PR #18076, opened 2025-04-02
chore(message-system): temporarily disable other error on hash check

MiroslavProchazka:
We need to tackle better the UI so users will not panic - cc @hynek-jina & @rabbitholiness

### DIFF
--- a/suite-common/message-system/config/config.v1.json
+++ b/suite-common/message-system/config/config.v1.json
@@ -1,7 +1,7 @@
 {
     "version": 1,
-    "timestamp": "2025-03-25T00:00:00+00:00",
-    "sequence": 86,
+    "timestamp": "2025-04-02T00:00:00+00:00",
+    "sequence": 87,
     "actions": [
         {
             "conditions": [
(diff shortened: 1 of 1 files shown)


Lemonexe (approved):
Tested locally that it
- hides other error UI
- does not hide hash-mismatch UI
:heavy_check_mark:

hynek-jina:
Resolved in Figma - Giving some time to copy review...

suite-common/message-system/config/config.v1.json
```diff
@@ -1528,6 +1528,45 @@
                 ]
             }
         },
+        {
+            "conditions": [
+                {
+                    "environment": {
+                        "desktop": "*",
+                        "mobile": "!",
+                        "web": "*"
```
komret: Let's disable for 25.3 only as it will be fixed in 25.4.

komret (changes requested):

suite-common/message-system/config/config.v1.json
komret: I'll do it.

komret (approved):

komret (approved):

______

#### Exercise goal:
Output the line holding "komret: I'll do it.", then every later line through the end of the records above, exactly as given and nothing else.

#### Worked solution:
komret: I'll do it.

komret (approved):

komret (approved):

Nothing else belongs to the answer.